The Ring Around the Moon

Figure 18.2: Scattering of an incident plane wave by a water droplet. The opening half-angle of the scattered wave is $\alpha \approx \lambda /(2d)$.

Sometimes at night one sees a diffuse disk of light around the moon if it happens to be shining through a thin layer of cloud. This disk consists of light diffracted by the water or ice particles in the cloud. The diameter of the disk contains information about the size of the cloud particles doing the diffraction. In particular, if the particles have diameter $d$ and the light has wavelength $\lambda$, then the diffraction half-angle shown in figure 18.2 is approximately

$$\alpha \approx \lambda /(2d) .$$ (19.1)

This equation comes from the problem of passage of light through a hole or slit of diameter or width $d$. This problem was treated in the section on waves, and the above formula was concluded to hold in that case. One can think of the diffraction of light by a particle to be the linear superposition of a plane wave minus the diffraction of light by a hole in a mask, as illustrated in figure 18.2. The angular spread of the diffracted light is the same in both cases.

The interesting point about equation (18.1) is that the opening angle of the diffraction cone is inversely proportional to the diameter of the diffracting particles. Thus, for a given wavelength, smaller particles cause diffraction through a wider angle.
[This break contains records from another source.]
PR #6102, opened 2021-07-08
Use custom message body type

timbussmann:
to prevent manual modification of the body via random-access to the body instead of using the `UpdateBody` API or message mutators

TODO:
- [ ] Consider switching the new `MessageBody` class to a `readonly struct`
- [x] Add a `ToStream/GetStream` method to the new class for better integration with some third party libs
- [ ] Add section to v8 upgrade guide
- [ ] Consider exposing a `ReadOnlySpan<byte>` access to the internal byte array (requires a reference to `System.Memory`) similar to the `GetStream` method.

### DIFF
--- a/src/NServiceBus.Core/Transports/MessageBody.cs
+++ b/src/NServiceBus.Core/Transports/MessageBody.cs
@@ -3,6 +3,7 @@
     using System;
     using System.Collections;
     using System.Collections.Generic;
+    using System.IO;
 
     /// <summary>
     /// A reference to a read-only message body.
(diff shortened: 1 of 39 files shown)


src/NServiceBus.Core/Transports/MessageBody.cs
```diff
@@ -0,0 +1,41 @@
+﻿namespace NServiceBus.Transport
+{
+    using System;
+    using System.Collections;
+    using System.Collections.Generic;
+
+    /// <summary>
+    /// A reference to a read-only message body.
+    /// </summary>
+    public class MessageBody : IReadOnlyCollection<byte>
```
timbussmann, line 10: Wondering whether this could be a struct instead.

WojcikMike:
That is fine, we started merging low-allocation types so this PR is no longer needed

Issue #6112, opened 2021-07-27
`IHandleMessages<object>` not invoked on current v8 master


ramonsmits:
On master currently handler that implement `IHandleMessages<object>` are not invoked which they should based on https://docs.particular.net/nservicebus/handlers/

> Create a handler of type Object. This handler will be executed for all messages that are delivered to the queue for this endpoint.

Either this should work or core should throw an exception with guidance in the migration guide that such handlers need to be converted to behaviors.

mikeminutillo:
@ramonsmits I wrote [a test to verify this works as expected](#6139) and it appears to pass. It's possible that it has already been fixed, or it may be that there is something else happening in your original code. Can you re-run your original scenario against the latest version of NServiceBus? If that does not work, please take a look at the tests and see if you can make them fail in the same way.

ramonsmits:
> @ramonsmits I wrote [a test to verify this works as expected](https://github.com/Particular/NServiceBus/pull/6139) and it appears to pass. It's possible that it has already been fixed, or it may be that there is something else happening in your original code. Can you re-run your original scenario against the latest version of NServiceBus? If that does not work, please take a look at the tests and see if you can make them fail in the same way.

I just had a simplest endpoint that received messages and added `IHandleMessages<object>`. I don't remember if it was a command or event but that likely should not even matter. I reviewed your PR and is basically what I had.

mikeminutillo:
@ramonsmits if it was an event, then AutoSubscribe wouldn't action it. You'd need to have a handler for the concrete type or manually subscribe to the concrete type in order for the event to get routed to the endpoint.

Do you remember which transport was being used?

DavidBoike:
We looked into catch-all handlers determined that this was not broken. There is also currently a [test to verify this](https://github.com/Particular/NServiceBus/blob/master/src/NServiceBus.AcceptanceTests/Core/Pipeline/When_receiving_with_catch_all_handlers_registered.cs).

PR #6139, opened 2021-09-15
Test catch-all handler support

mikeminutillo:
Creates a test for catch-all handler support.

Relates to #6112


mikeminutillo:
When this is merged, it needs to be propagated to all downstreams to ensure the tests pass in each of those contexts.

ramonsmits (approved):

DavidBoike:
This is already covered by an existing core test: https://github.com/Particular/NServiceBus/blob/master/src/NServiceBus.AcceptanceTests/Core/Pipeline/When_receiving_with_catch_all_handlers_registered.cs

PR #6174, opened 2021-10-29
Fixes for logfile retrieval for a certain date

lailabougria:
The introduction of DateTimeOffset throughout our APIs introduced an issue when finding the logfiles for a specific day.


lailabougria:
@timbussmann Yes that is because the test passes in a DateTimeOffset that contains the local info. It was only an issue in the test practically, but merging this PR would also prevent any other calling API to re-introduce this issue, so I'm still in favor of merging the change.

timbussmann (approved):

PR #6196, opened 2021-11-25
Add API for configuring rate limiting

WilliamBZA:


src/NServiceBus.Core/Pipeline/MainPipelineExecutor.cs
```diff
@@ -33,6 +34,9 @@ public async Task Invoke(MessageContext messageContext)
                 try
                 {
                     await receivePipeline.Invoke(transportReceiveContext).ConfigureAwait(false);
+
+                    // mark success
+                    consecutiveFailuresCircuitBreaker.Success();
```
danielmarbach, line 39: I would be great if this could be made entirely NoOp depending on the configuration. So if rate limiting is not configured, we are also not calling success and failure on the hot path.

src/NServiceBus.Core/CircuitBreakers/ConsecutiveFailuresCircuitBreaker.cs
```diff
@@ -0,0 +1,66 @@
...
+        }
+
+        public void Success()
+        {
+            var oldValue = Interlocked.Exchange(ref failureCount, 0);
+
+            if (oldValue >= consecutiveFailuresBeforeTriggering)
+            {
+                Logger.InfoFormat("The circuit breaker for {0} is now disarmed", name);
+                disarmAction(DateTime.Now.Ticks);
```
danielmarbach, line 26: I guess for this purpose it doesn't really matter whether you use DateTime.Now or UtcNow yet I think it would still be better to use the best practice way. 

In theory, you wouldn't even have to use the tick as long as you call disarm and trigger action. It looks almost like some logic that should be in the receive component has leaked into this class.

src/NServiceBus.Core/Receiving/ReceiveComponent.cs
```diff
@@ -200,6 +209,8 @@ public async Task Start()
                     throw;
                 }
             }
+
+            rateLimitTask = RateLimitLoop(rateLimitLoopCancellationToken.Token);
```
danielmarbach, line 213: We should only start this loop when rate limiting is enabled.

src/NServiceBus.Core/Receiving/ReceiveComponent.cs
```diff
@@ -211,6 +222,8 @@ public Task Stop()
                 Logger.DebugFormat("Stopped {0} receiver", receiver.Id);
             });
 
+            rateLimitLoopCancellationToken.Cancel();
```
danielmarbach, line 225: Would we want to await the completion of the rate limiting task or not? If we do, we would need to guard against it throwing a cancellation exception

src/NServiceBus.Core/Receiving/ReceiveComponent.cs
```diff
@@ -242,26 +255,83 @@ void AddReceivers(IBuilder builder, RecoverabilityExecutorFactory recoverability
...
+                        Logger.WarnFormat("Could not switch to {0} mode. '{1}'", startRateLimiting ? "rate limit" : "normal", exception);
+                        //Raise critical error
+                    }
+                }
+            }
+        }
+
+        void SwitchToRateLimitMode(Exception exception, long stateChangeTime)
+        {
+            if (stateChangeTime >= Interlocked.Read(ref lastStateChangeTime))
```
danielmarbach, line 318: Wouldn't it be simpler to set the bool flag and unleash the rate-limiting loop and let the loop figure out the rest? Then you also wouldn't need the state change time and you would be reading the lastStateChangeTime from a single location

src/NServiceBus.Core/Receiving/ReceiveComponent.cs
```diff
@@ -295,17 +365,22 @@ public static bool IsMessageHandler(Type type)
                 .Any(genericTypeDef => genericTypeDef == IHandleMessagesType);
         }
 
+        readonly AsyncAutoResetEvent transitionBetweenRateLimitModes = new AsyncAutoResetEvent();
```
danielmarbach, line 368: I think we can delete all the borrowed code by using a TaskCompletionSource similar to what I have done here

https://github.com/Azure/azure-sdk-for-net/blob/main/sdk/servicebus/Azure.Messaging.ServiceBus/src/Primitives/ConcurrentExpiringSet.cs#L42

See

https://github.com/Azure/azure-sdk-for-net/pull/6577

src/NServiceBus.Core/Receiving/ReceiveComponent.cs
```diff
@@ -242,26 +255,83 @@ void AddReceivers(IBuilder builder, RecoverabilityExecutorFactory recoverability
...
             }
         }
 
+        async Task RateLimitLoop(CancellationToken cancellationToken)
+        {
+            //We want all the pumps to be running all the time in the desired mode until we call stop
+            //We want to make sure that StopRateLimit signal is not lost
+            //The circuit breaker ensures that if StartRateLimit has been called that eventually StopRateLimit is going to be called unless the endpoint stop
+
+            while (true)
```
danielmarbach, line 284: We should wire things up with the token and not use while true

src/NServiceBus.Core/Receiving/ReceiveComponent.cs
```diff
@@ -242,26 +255,83 @@ void AddReceivers(IBuilder builder, RecoverabilityExecutorFactory recoverability
...
+
+                while (true)
+                {
+                    try
+                    {
+                        foreach (var receiver in receivers)
+                        {
+                            if (startRateLimiting)
+                            {
+                                await receiver.StartRateLimiting().ConfigureAwait(false);
```
danielmarbach, line 297: Why not change the design by simply calling Start and Stop and bringing in the PushRuntimeSettings via the Start then rate limiting wouldn't have to leak into the receiver

src/NServiceBus.Core/Transports/TransportReceiver.cs
```diff
@@ -44,42 +55,154 @@ public Task Start()
...
+                }
+                finally
+                {
+                    semaphoreSlim.Release();
+                }
+            }
+            return false;
+        }
+
+        public async Task Stop()
```
danielmarbach, line 142: I think we shouldn't leak those details into the receiver. Pretty sure the actual transport pumps need to deal with starting and stopping since we have NSB.Raw and are using this trickery in SC as well. So I would suggest to only deal here with potential concurrent start and stop so that they can't mess up things (if even necessary) and as said before pass in the pushruntimesettings from outside.

src/NServiceBus.Core/Utils/AsyncAutoResetEvent.cs
```diff
@@ -0,0 +1,48 @@
+namespace NServiceBus
+{
+    using System.Threading;
+    using System.Threading.Tasks;
+
+    // Taken from https://devblogs.microsoft.com/pfxteam/building-async-coordination-primitives-part-2-asyncautoresetevent/
+    // Can't use the package because it is net462 and this currently targets 452
+    class AsyncAutoResetEvent
```
danielmarbach, line 8: As I mentioned above I think we can get rid of this

src/NServiceBus.Core/Transports/TransportReceiver.cs
```diff
@@ -44,42 +55,154 @@ public Task Start()
...
+                    receiver = receiverFactory();
+
+                    await receiver.Init(c => pipelineExecutor.Invoke(c), c => recoverabilityExecutor.Invoke(c), criticalError, rateLimitPushSettings).ConfigureAwait(false);
+                    receiver.Start(rateLimitPushRuntimeSettings);
+
+                    state = TransportReceiverState.StartedInRateLimitMode;
+
+                    try
+                    {
+                        await rateLimitModeStartedNotification.Raise(new RateLimitStarted()).ConfigureAwait(false);
```
danielmarbach, line 89: This could be null, struct or a singleton.

src/NServiceBus.Core/Transports/TransportReceiver.cs
```diff
@@ -44,42 +55,154 @@ public Task Start()
...
+                        return true;
+                    }
+
+                    await StopAndDisposeReceiver().ConfigureAwait(false);
+                    await Init().ConfigureAwait(false);
+                    await Start().ConfigureAwait(false);
+
+                    try
+                    {
+                        await rateLimitModeEndedNotification.Raise(new RateLimitEnded()).ConfigureAwait(false);
```
danielmarbach, line 125: This could be null, struct or a singleton.

src/NServiceBus.Core/Pipeline/MainPipelineExecutor.cs
```diff
@@ -8,13 +8,14 @@ namespace NServiceBus
 
     class MainPipelineExecutor : IPipelineExecutor
     {
-        public MainPipelineExecutor(IBuilder rootBuilder, IPipelineCache pipelineCache, MessageOperations messageOperations, INotificationSubscriptions<ReceivePipelineCompleted> receivePipelineNotification, Pipeline<ITransportReceiveContext> receivePipeline)
+        public MainPipelineExecutor(IBuilder rootBuilder, IPipelineCache pipelineCache, MessageOperations messageOperations, INotificationSubscriptions<ReceivePipelineCompleted> receivePipelineNotification, Pipeline<ITransportReceiveContext> receivePipeline, ConsecutiveFailuresCircuitBreaker consecutiveFailuresCircuitBreaker)
```
danielmarbach, line 11: We would never rate limit satellites?

Also is there a way of somehow encapsulate things better so that leaking the rate limiting into things is not necessary or at least less intrusive? For example having a dedicated PipelineExecutor that does it (or an executor decorator)

SzymonPobiega (approved):

WojcikMike (approved):

PR #6198, opened 2021-11-29
Add receivers transport test for send-only endpoints

timbussmann:
To test that the receivers property is never null but at least an empty collection for easier handling by consumers of the transport API.

Some helper methods had to be made more accessible, as those could so far only be called when using tests that start a working pump, so there was no way to create a send-only endpoint before


andreasohlund (approved):

andreasohlund:
We need to push and update the transports again once merged right?

PR #6199, opened 2021-11-29
Expose queue addresses

andreasohlund:


src/NServiceBus.AcceptanceTests/Core/TransportSeam/When_transport_is_started.cs
```diff
@@ -70,6 +74,9 @@ protected override void Setup(FeatureConfigurationContext context)
 #pragma warning restore CS0618
 #pragma warning restore IDE0079
 
+                    testContext.LocalQueueAddress = context.Settings.LocalQueueAddress();
+                    testContext.InstanceSpecificQueueAddress = context.Settings.InstanceSpecificQueueAddress();
```
timbussmann, line 78: should we even capture that earlier to ensure that the API works at any point in time? e.g. at line 60 when we configure the endpoint?

timbussmann: ah wait, the API would currently throw if you try to call that via `endpointConfiguration.GetSettings()` ?

src/NServiceBus.Core/Receiving/ReceiveFeatureConfigurationContextExtensions.cs
```diff
@@ -0,0 +1,31 @@
...
+    public static class ReceiveFeatureConfigurationContextExtensions
+    {
+        /// <summary>
+        /// Returns the local queue address of this endpoint.
+        /// </summary>
+        public static QueueAddress LocalQueueAddress(this FeatureConfigurationContext config)
+        {
+            Guard.AgainstNull(nameof(config), config);
+
+            return config.Receiving.LocalQueueAddress;
```
timbussmann, line 18: should these methods still throw on a send-only endpoint?

timbussmann (approved):

PR #6202, opened 2021-11-29
Add support for .NET 6 - release-7.5

DavidBoike:


src/NServiceBus.Core.Tests/ArgumentExceptionTests.cs
```diff
@@ -117,7 +117,13 @@ bool MethodCallSelf(MethodDefinition method)
         {
             foreach (var instruction in method.Body.Instructions)
             {
+#pragma warning disable IDE0079 // Remove unnecessary suppression
```
danielmarbach, line 120: If you set the LangVersion explicitly I don't think you need this anymore

src/NServiceBus.AcceptanceTests/DeterministicGuid.cs
```diff
@@ -9,10 +9,10 @@ static class DeterministicGuid
         public static Guid Create(params object[] data)
         {
             // use MD5 hash to get a 16-byte hash of the string
-            using (var provider = new MD5CryptoServiceProvider())
+            using (var md5 = MD5.Create())
```
danielmarbach, line 12: FYI I did once a performance analysis between those two approaches and the static create approach was quite a bit slower. It is a long time ago since I ran it

https://github.com/danielmarbach/MicroBenchmarks/blob/master/MicroBenchmarks/Hashing/Hashing.cs

and I might be remembering incorrectly, or it doesn't even matter here.

DavidBoike: @danielmarbach the "CryptoServiceProvider" classes are all deprecated in .NET 6.

src/NServiceBus.Core.Tests/ArgumentExceptionTests.cs
bording: That would require setting the LangVersion to 9, but we're generally avoiding going beyond 8 at this point.

bording (approved):

src/NServiceBus.Core.Tests/ArgumentExceptionTests.cs
danielmarbach: I get the benefit of suppressing for the source packages. But here I don't understand the reasoning. What is wrong by explicitly setting the LangVersion if we are deciding that we don't want to go above 8 at the state? It seems to me setting the LangVersion instead of letting the TFM decide would be the better option than decoarting the code with suppression?

> That would require setting the LangVersion to 9, but we're generally avoiding going beyond 8 at this point.

LangVersion 8 wuold have been enough for this code. See

image

I'm curious about the reasoning so that we can leverage that as some coding principle somewhere so that we do it consistently across the code base. I think it is necessary to do that otherwise people will introduce the LangVersion again like we have done in 

https://github.com/Particular/NServiceBus.RavenDB/pull/801/commits/6a7ef99110afa4d2025ef805a553a17143572de2

PR #6209, opened 2021-12-02
Add reference to System.Diagnostics.DiagnosticSource

DavidBoike:


src/NServiceBus.Core/NServiceBus.Core.csproj
```diff
@@ -25,6 +25,7 @@
 
   <ItemGroup Label="Public dependencies">
     <PackageReference Include="Microsoft.Extensions.DependencyInjection" Version="5.0.2" />
+    <PackageReference Include="System.Diagnostics.DiagnosticSource" Version="6.0.0" />
```
danielmarbach, line 28: As mentioned on the call this also brings System.Memory for .NET Framework which we decided not to remove from the explicit dependencies. Technically, we could now since we have this dependency. Maybe @bording has some opinions about it.

[System.Diagnostics.DiagnosticSource](https://www.nuget.org/packages/System.Diagnostics.DiagnosticSource/)

danielmarbach (approved):

src/NServiceBus.Core/NServiceBus.Core.csproj
bording: I can see an argument for leaving it or removing it, but I think I'm inclined to keep it as an explicit dependency in this case.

Note that when the wavelength exceeds the diameter of the particle by a significant amount, equation (18.1) fails, since scattering through an angle greater than $\pi$ doesn't make physical sense. In this case the diffracted photons tend to be isotropic, i. e., they are scattered with equal probability into any direction.

If one wishes to measure the size of an object by observing the diffraction of a wave around the object, the lesson is clear; the wavelength of the wave must be less than or equal to the dimensions of the object -- otherwise the scattering of the wave by the object is largely isotropic and equation (18.1) yields no information. Since wavelength is inversely related to momentum by the de Broglie relationship, this condition implies that the momentum must satisfy

$$p = h / \lambda > h /d$$ (19.2)

in order that the size of an object of diameter $d$ be resolved.